Exercise aim - Starting at the top of the records, output every line through the one that contains "The problem occurs", keeping each exactly as it appears.

Data for this task -
*** Block opens ***
PR #4685, opened 2016-10-07
Fix #4665 by emitting an error when an HTTP command fails to be created.

### LINKED ISSUE #4665: [HttpBinding] Http commands fail silently for illegal URLs
## Current Behavior

The HTTP binding fails to send an HTTP command when it encounters a bad/malformed/illegal URL, but does not report any error in the log files to indicate that the failure occurred.

(This problem does not occur in OpenHAB 2.x)
## Expected Behavior

The binding should log the error so that the user can tell the command failed.
## Possible Solution

The problem occurs in the `org.openhab.io.net.http.HttpUtil` class.  My proposal is to catch and log the error.  I have the code change almost done...
1. Create an HTTP "out" binding with an illegal URL
   eg.

`{http=">[*:POST:http://www.google.com/home/lights/23873/?status=%2$s&type=\"text\"]"}`
## 

<bountysource-plugin>
---
Want to back this issue? **[Post a bounty on it!](https://www.bountysource.com/issues/37992514-httpbinding-http-commands-fail-silently-for-illegal-urls?utm_campaign=plugin&utm_content=tracker%2F482064&utm_medium=issues&utm_source=github)** We accept bounties via [Bountysource](https://www.bountysource.com/?utm_campaign=plugin&utm_content=tracker%2F482064&utm_medium=issues&utm_source=github).
</bountysource-plugin>

9037568:
Hopefully this commit was done properly into my own fork...

### DIFF
--- a/bundles/io/org.openhab.io.net/src/main/java/org/openhab/io/net/http/HttpUtil.java
+++ b/bundles/io/org.openhab.io.net/src/main/java/org/openhab/io/net/http/HttpUtil.java
@@ -41,7 +41,6 @@ import org.apache.commons.lang.StringUtils;
 import org.slf4j.Logger;
 import org.slf4j.LoggerFactory;
 
-
 /**
  * Some common methods to be used in both HTTP-In-Binding and HTTP-Out-Binding
  * 


watou:
Hi Chris, it looks like this PR is on the 1.8 branch, so it would only ever see the light of day if there were a 1.8.4 release in the future, which seems a bit unlikely to me at present.  

Separately, it looks like your earlier commit cb1eb414c90764ec8b9f4bb2aee74e63c92547ed was made directly onto the 1.8 branch, so if you carefully revert it, we can get the 1.8 branch back to its previous state.

9037568:
True enough, this can only be fixed on the 1.8 branch.

I reverted cb1eb41, so the 1.8 branch should be back to its original state at this point.

PR #4678, opened 2016-10-05
Formatting and add comments

xmor:

PR #4686, opened 2016-10-07
Formatting and add comments

xmor:
Yes for both


watou:
Hi @xmor.  Does this PR replace #4678, and also, is it formatted per the Eclipse IDE settings that result from [this IDE setup](http://docs.openhab.org/developers/development/ide.html)?

9037568:
The formatting is not correct. Would you run the Eclipse formatter and repush, @xmor ?

Issue #4689, opened 2016-10-07
[lcn] missing possiblity to send status variable values


crosenbe:
The binding does not allow to provide variable values sent to group 4, means pushing own values as PCHK to the bus. That kind of values could be fetched by the modules itself.

At the moment it's only possible to send values to variables of the modules with resetting them first and change it relative afterwards. n at community.openhab.org first and include link to topic -->

An alternative could be the X2 command to provide values to the bus.

watou:
The LCN binding appears to be originally authored by @Issendorff .  Would you be able to test some code changes and if successful, submit a pull request?

PR #4690, opened 2016-10-08
Added X2 command to send status messages with variable values (#4689)

crosenbe:


bundles/binding/org.openhab.binding.lcn/src/main/java/org/openhab/binding/lcn/common/PckGenerator.java
```diff
@@ -256,6 +256,29 @@ public static String varAbs(LcnDefs.Var var, int value) throws IllegalArgumentEx
...
+     * @param var the target variable to set
+     * @param value the absolute value to set
+     * @return the PCK command (without address header) as text
+     * @throws IllegalArgumentException
+     */
+    public static String updateStatusVar(LcnDefs.Var var, int value) throws IllegalArgumentException {
+        int id = LcnDefs.Var.toVarId(var);
+        if (id != -1) {
+            // define variable to set, offset 0x01000000
+            int x2cmd = id |= 0x40;
```
watou: It doesn't affect the result, but it would be clearer to use the simple bitwise OR operator (`|`) instead of the bitwise inclusive OR and assignment operator (`|=`).

watou:
Thank you @crosenbe!  Do you know of another user of this binding who could confirm your changes?  Just to be sure!  Please confirm when you are fairly certain this change fixes #4689 and won't lead to regressions for other users of this binding.  Thanks!

bundles/binding/org.openhab.binding.lcn/src/main/java/org/openhab/binding/lcn/common/PckGenerator.java
crosenbe: fixed

crosenbe:
I asked another user for additional testing this feature but there is no feedback until now. I could confirm this patch fix #4689.
Because the if statement "if (this.addr.getId() == 4 && this.addr.isGroup())" only messages to group number 4 are affected. Group number 4 is reserved to send status messages, like described in LcnAddrGrp.java.

```
        // grpId:
        // 3 = Broadcast, 4 = Status messages, 5..254
```

PR #4693, opened 2016-10-09
Documentation to X2 send status variable values (#4689)

crosenbe:


watou:
Thanks @crosenbe!  Would you mind also updating [the wiki](https://github.com/openhab/openhab/wiki/LCN-Binding)?  Also, please note both in this PR and in the wiki that your enhancement pertains to binding version 1.9 and later.

9037568:
I don't see anything here or in the wiki referencing version 1.9 and later, per @watou. Does this doc change apply to all versions?

PR #4696, opened 2016-10-11
Fix dimming bug in MiLight Binding

hmerk:
Signed-off-by: Hans-Jörg Merk hans-joerg.merk@t-online.de


hmerk:
Jenkins failed at XMPP Action, Don't know why

bundles/binding/org.openhab.binding.milight/src/main/java/org/openhab/binding/milight/internal/MilightBinding.java
```diff
@@ -341,6 +335,11 @@ private PercentType sendIncrease(int bulb, int rgbwSteps, String bridgeId) {
             newValue = new PercentType(newPercent);
             logger.debug("milight: Bulb '{}' getting increased to '{}'", bulb, newPercent);
         }
+        try {
+            sendOn(bulb, bridgeId);
+            Thread.sleep(100);
+        } catch (InterruptedException e) {
```
watou: Is it correct to catch and "swallow" the InterruptedException (and below as well)?

watou: I see that is was moved/copied, but I worry that the thread ought to wrap up what's doing, set the interrupted flag again (since it was cleared when the exception was thrown and the rest of the call stack might want to know).

[This](http://www.yegor256.com/2015/10/20/interrupted-exception.html) seems like a good description of the nuances of InterruptedException.  Excerpt:

>  If InterruptedException is thrown, it means someone checked the flag and our thread has to finish what it's doing ASAP.

> The owner of the thread doesn't want to wait any longer. And we must respect the decision of our owner.

> Thus, when you catch InterruptedException, you have to do whatever it takes to wrap up what you're doing and exit.

PR #4704, opened 2016-10-13
[Plugwise] FindBugs issues fix

wborn:
Fixes:
* Locks that are not released when exceptions occur
* Potential NPEs
* Wrong String.format parameters

Signed-off-by: Wouter Born <github@maindrain.net>


watou:
Thanks @wborn!

Issue #4714, opened 2016-10-20
[MPD Binding] Doesn't handle out-of-range volume values correctly


9037568:
## Expected Behavior
If OH receives values for the Volume that are outside of the allowed range (0-100), it should ignore them, instead of attempting to use them.  There should probably be a warning message logged to let the user know.

## Current Behavior
When OH receives values for the Volume that are outside of the allowed range, it attempts to use them. This can happen, for example, when the MPD audio outputs are misconfigured and MPD reports a value of -1.

## Possible Solution
I have created a fix for this that checks for values less than 0 or greater than 100 and ignores them, as well as issuing log warnings about the invalid values.

## Steps to Reproduce (for bugs)
1. Don't configure an audio output in MPD

watou:
The MPDPlayer class setVolume method will force negative numbers to 0 and numbers over 100 to 100, so is the user experience that a -1 is passed to setVolume and is muting the volume, or what exactly?

9037568:
Well, as you noted, most of the changes I made for this weren't needed, since the player class was handling most of the out of range values.

The remaining issue is when OH receives a volumeChanged() event with an invalid value.  During startup, OH receives a value of -1 from the MPD server.  volumeChanged() is subsequently called.  A user watching the live output will see this:
```
20:56:57.545 [DEBUG] [inding.mpd.internal.MpdBinding:485  ] - Volume on emerald changed to -1
Exception in thread "MPD Monitor (player:emerald)" java.lang.IllegalArgumentException: Value must be between 0 and 100
        at org.openhab.core.library.types.PercentType.validateValue(PercentType.java:48)
        at org.openhab.core.library.types.PercentType.<init>(PercentType.java:33)
        at org.openhab.binding.mpd.internal.MpdBinding.volumeChanged(MpdBinding.java:489)
        at org.bff.javampd.monitor.MPDStandAloneMonitor.fireVolumeChangeEvent(MPDStandAloneMonitor.java:272)
        at org.bff.javampd.monitor.MPDStandAloneMonitor.checkVolume(MPDStandAloneMonitor.java:616)
        at org.bff.javampd.monitor.MPDStandAloneMonitor.run(MPDStandAloneMonitor.java:391)
        at java.lang.Thread.run(Unknown Source)
```

So the problems here are:
1) The volume was NOT changed to -1, despite the debug log message claim to the contrary.
2) The exception is NOT recorded in the log files, so is effectively lost.
[...]

PR #4715, opened 2016-10-20
Fix MPD handling of invalid volume levels

9037568:
Ignore invalid volume levels.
*** Block closes ***
Exercise solution -
PR #4685, opened 2016-10-07
Fix #4665 by emitting an error when an HTTP command fails to be created.

### LINKED ISSUE #4665: [HttpBinding] Http commands fail silently for illegal URLs
## Current Behavior

The HTTP binding fails to send an HTTP command when it encounters a bad/malformed/illegal URL, but does not report any error in the log files to indicate that the failure occurred.

(This problem does not occur in OpenHAB 2.x)
## Expected Behavior

The binding should log the error so that the user can tell the command failed.
## Possible Solution

The problem occurs in the `org.openhab.io.net.http.HttpUtil` class.  My proposal is to catch and log the error.  I have the code change almost done...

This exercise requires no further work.